### What you should do
With the records in front of you, set every one of them down exactly.

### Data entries
Issue #424, opened 2020-07-26
Sharing: Add well visible "download as zip" button 


wiwie:
I would like my family to be able to download all photos from a share with them as a zip file.

lastzero:
Select the album in the overview and download using the context menu should work.

wiwie:
Okay. That works. But if someone is sent the share link of an album I think it's not very intuitive that they have to go back to the share/album list and download it from there. I think it's also not easy to discover that one can actually click on albums to get to that list. Would it be possible to make this somehow clearer in the UI? With an icon (e.g. a back arrow) or something similar?

lastzero:
Yes, that's possible. We tested some ideas and got stuck with what we have now. In addition, you can select all using a long or shift click and then download as zip without going back to the overview.

lastzero:
Maybe we can add a download button at the top where it's well visible...

wiwie:
That sounds great.

lastzero:
Added a download button to albums (not visible on very small screens like mobile phones):

<img width="689" alt="Screenshot 2020-08-12 at 05 41 29" src="https://user-images.githubusercontent.com/301686/89973083-c1398e80-dc5f-11ea-9a79-dc5e0ab5a816.png">

wiwie:
When downloading a larger album it takes quite a while from clicking to the download actually initiating. So long that I in fact clicked twice and was already wondering whether it wasn't working at all.

While I don't know what the best approach would be to improve on this, I could imagine that streaming the zip file rather than writing it in full and then sending it off would prevent the long delay. Not sure though whether it's possible to stream a zip file like that. Basically building it incrementally while streaming already.

lastzero:
That's true. For shared SaaS applications, you would typically implement this asynchronously and send an email notification. However, PhotoPrism typically isn't shared with other users and most of the time, it should be fast enough (more like seconds, not minutes or hours) when creating ZIP files.

Maybe we can improve our notifications and/or show a "please wait" message until the download starts...

wiwie:
I was thinking of something similar to this: https://github.com/scosman/zipstreamer

lastzero:
You're right, might be an option for us too. I was intentionally conservative for our initial (MVP) implementation, but in general you could probably stream the output like this:

https://stackoverflow.com/questions/46791169/create-serve-over-http-a-zip-file-without-writing-to-disk

lastzero:
Great example of how a small task ("add a button") becomes a big one 🥳

[...]

PR #492, opened 2020-09-06
Backend: stream album ZIP files

andir:
ZIP files generated for albums will no longer be written to disk prior
serving them to users. The zip file will be written directly into the
HTTP response.

This was done to mitigate the behavior described in https://github.com/photoprism/photoprism/issues/424#issuecomment-673071740 with the approach mentioned in https://github.com/photoprism/photoprism/issues/424#issuecomment-673289432.

### DIFF
--- a/internal/api/album.go
+++ b/internal/api/album.go
@@ -4,8 +4,6 @@ import (
 	"archive/zip"
 	"fmt"
 	"net/http"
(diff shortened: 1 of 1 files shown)


lastzero:
Excellent, thank you! 👍

PR #509, opened 2020-09-23
Implement archive action in photo viewer

Morl99:
So I just gave it a try in order to better understand the codebase (and fight with WSL2, docker and alpine... ).
This implementation still has some todos:

1. The api does not seem to expose if a photo is currently archived or not. So it is not possible to correctly reflect the button. The correct implementation would be to behave as a toggle, just as the 'like' button does. Depending on the state, the action would alternate between 'archive' and 'restore'. Am I missing something, or do we need to add 'archived' to the API?
2. I used the Notify component, but I just can't seem to figure out where this message is displayed. Feedback for the user really is necessary here, otherwise he will be confused if hitting the button worked. 

What else could be missing?

### DIFF
--- a/frontend/src/component/photo/viewer.vue
+++ b/frontend/src/component/photo/viewer.vue
@@ -27,6 +27,11 @@
             <v-icon size="16" color="white">edit</v-icon>
           </button>
 
+          <button class="pswp__button action-archive hidden-shared-only" style="background: none;"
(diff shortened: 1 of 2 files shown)


graciousgrey:
Thank you for your pull request! At the moment we are super busy but we will come back to it as soon as we find time :)

Morl99:
I am closing this pr, as it looks like you are reimplementing the photo viewer with this feature in mind as well.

### Response to the task
Issue #424, opened 2020-07-26
Sharing: Add well visible "download as zip" button 


wiwie:
I would like my family to be able to download all photos from a share with them as a zip file.

lastzero:
Select the album in the overview and download using the context menu should work.

wiwie:
Okay. That works. But if someone is sent the share link of an album I think it's not very intuitive that they have to go back to the share/album list and download it from there. I think it's also not easy to discover that one can actually click on albums to get to that list. Would it be possible to make this somehow clearer in the UI? With an icon (e.g. a back arrow) or something similar?

lastzero:
Yes, that's possible. We tested some ideas and got stuck with what we have now. In addition, you can select all using a long or shift click and then download as zip without going back to the overview.

lastzero:
Maybe we can add a download button at the top where it's well visible...

wiwie:
That sounds great.

lastzero:
Added a download button to albums (not visible on very small screens like mobile phones):

<img width="689" alt="Screenshot 2020-08-12 at 05 41 29" src="https://user-images.githubusercontent.com/301686/89973083-c1398e80-dc5f-11ea-9a79-dc5e0ab5a816.png">

wiwie:
When downloading a larger album it takes quite a while from clicking to the download actually initiating. So long that I in fact clicked twice and was already wondering whether it wasn't working at all.

While I don't know what the best approach would be to improve on this, I could imagine that streaming the zip file rather than writing it in full and then sending it off would prevent the long delay. Not sure though whether it's possible to stream a zip file like that. Basically building it incrementally while streaming already.

lastzero:
That's true. For shared SaaS applications, you would typically implement this asynchronously and send an email notification. However, PhotoPrism typically isn't shared with other users and most of the time, it should be fast enough (more like seconds, not minutes or hours) when creating ZIP files.

Maybe we can improve our notifications and/or show a "please wait" message until the download starts...

wiwie:
I was thinking of something similar to this: https://github.com/scosman/zipstreamer

lastzero:
You're right, might be an option for us too. I was intentionally conservative for our initial (MVP) implementation, but in general you could probably stream the output like this:

https://stackoverflow.com/questions/46791169/create-serve-over-http-a-zip-file-without-writing-to-disk

lastzero:
Great example of how a small task ("add a button") becomes a big one 🥳

[...]

PR #492, opened 2020-09-06
Backend: stream album ZIP files

andir:
ZIP files generated for albums will no longer be written to disk prior
serving them to users. The zip file will be written directly into the
HTTP response.

This was done to mitigate the behavior described in https://github.com/photoprism/photoprism/issues/424#issuecomment-673071740 with the approach mentioned in https://github.com/photoprism/photoprism/issues/424#issuecomment-673289432.

### DIFF
--- a/internal/api/album.go
+++ b/internal/api/album.go
@@ -4,8 +4,6 @@ import (
 	"archive/zip"
 	"fmt"
 	"net/http"
(diff shortened: 1 of 1 files shown)


lastzero:
Excellent, thank you! 👍

PR #509, opened 2020-09-23
Implement archive action in photo viewer

Morl99:
So I just gave it a try in order to better understand the codebase (and fight with WSL2, docker and alpine... ).
This implementation still has some todos:

1. The api does not seem to expose if a photo is currently archived or not. So it is not possible to correctly reflect the button. The correct implementation would be to behave as a toggle, just as the 'like' button does. Depending on the state, the action would alternate between 'archive' and 'restore'. Am I missing something, or do we need to add 'archived' to the API?
2. I used the Notify component, but I just can't seem to figure out where this message is displayed. Feedback for the user really is necessary here, otherwise he will be confused if hitting the button worked. 

What else could be missing?

### DIFF
--- a/frontend/src/component/photo/viewer.vue
+++ b/frontend/src/component/photo/viewer.vue
@@ -27,6 +27,11 @@
             <v-icon size="16" color="white">edit</v-icon>
           </button>
 
+          <button class="pswp__button action-archive hidden-shared-only" style="background: none;"
(diff shortened: 1 of 2 files shown)


graciousgrey:
Thank you for your pull request! At the moment we are super busy but we will come back to it as soon as we find time :)

Morl99:
I am closing this pr, as it looks like you are reimplementing the photo viewer with this feature in mind as well.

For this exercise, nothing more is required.